(Exercise material)

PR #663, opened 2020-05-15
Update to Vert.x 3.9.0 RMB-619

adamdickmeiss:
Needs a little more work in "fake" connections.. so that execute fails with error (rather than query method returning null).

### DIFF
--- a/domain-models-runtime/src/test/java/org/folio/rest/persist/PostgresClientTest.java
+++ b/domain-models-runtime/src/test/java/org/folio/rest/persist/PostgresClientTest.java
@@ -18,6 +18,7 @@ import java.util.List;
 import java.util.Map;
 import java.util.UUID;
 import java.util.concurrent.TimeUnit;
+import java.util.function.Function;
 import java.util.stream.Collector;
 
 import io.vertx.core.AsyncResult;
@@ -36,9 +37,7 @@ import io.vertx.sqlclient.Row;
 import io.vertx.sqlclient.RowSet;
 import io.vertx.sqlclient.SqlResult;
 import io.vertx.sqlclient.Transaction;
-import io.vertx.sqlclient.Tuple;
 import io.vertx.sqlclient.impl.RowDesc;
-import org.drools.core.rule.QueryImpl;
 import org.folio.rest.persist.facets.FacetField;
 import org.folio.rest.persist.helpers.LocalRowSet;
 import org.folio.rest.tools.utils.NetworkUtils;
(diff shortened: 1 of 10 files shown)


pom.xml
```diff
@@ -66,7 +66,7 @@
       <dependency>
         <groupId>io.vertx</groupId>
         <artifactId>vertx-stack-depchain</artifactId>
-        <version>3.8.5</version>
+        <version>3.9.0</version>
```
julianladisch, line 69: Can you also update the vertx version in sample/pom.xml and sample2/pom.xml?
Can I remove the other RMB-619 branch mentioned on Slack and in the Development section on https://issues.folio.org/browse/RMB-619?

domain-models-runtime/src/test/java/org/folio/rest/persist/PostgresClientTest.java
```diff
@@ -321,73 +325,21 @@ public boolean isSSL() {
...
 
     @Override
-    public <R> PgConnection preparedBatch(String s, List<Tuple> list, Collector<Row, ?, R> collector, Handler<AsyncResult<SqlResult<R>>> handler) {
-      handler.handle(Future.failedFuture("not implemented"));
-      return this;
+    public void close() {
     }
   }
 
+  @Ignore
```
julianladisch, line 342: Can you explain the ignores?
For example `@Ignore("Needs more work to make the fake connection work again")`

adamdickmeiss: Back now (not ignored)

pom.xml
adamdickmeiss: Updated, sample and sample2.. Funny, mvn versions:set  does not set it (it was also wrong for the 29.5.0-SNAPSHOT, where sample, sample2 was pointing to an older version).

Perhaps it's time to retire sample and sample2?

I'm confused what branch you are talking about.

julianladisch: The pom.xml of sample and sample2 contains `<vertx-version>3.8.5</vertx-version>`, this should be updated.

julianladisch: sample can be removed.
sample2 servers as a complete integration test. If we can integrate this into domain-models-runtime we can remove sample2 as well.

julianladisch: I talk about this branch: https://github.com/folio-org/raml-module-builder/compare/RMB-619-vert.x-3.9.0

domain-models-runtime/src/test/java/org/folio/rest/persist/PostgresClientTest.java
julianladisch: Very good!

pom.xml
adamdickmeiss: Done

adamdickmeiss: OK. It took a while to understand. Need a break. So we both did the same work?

(End Exercise material)

● Task details: Look over the material above and report each line holding "julianladisch".

● Exercise output:
julianladisch, line 69: Can you also update the vertx version in sample/pom.xml and sample2/pom.xml?
julianladisch, line 342: Can you explain the ignores?
julianladisch: The pom.xml of sample and sample2 contains `<vertx-version>3.8.5</vertx-version>`, this should be updated.
julianladisch: sample can be removed.
julianladisch: I talk about this branch: https://github.com/folio-org/raml-module-builder/compare/RMB-619-vert.x-3.9.0
julianladisch: Very good!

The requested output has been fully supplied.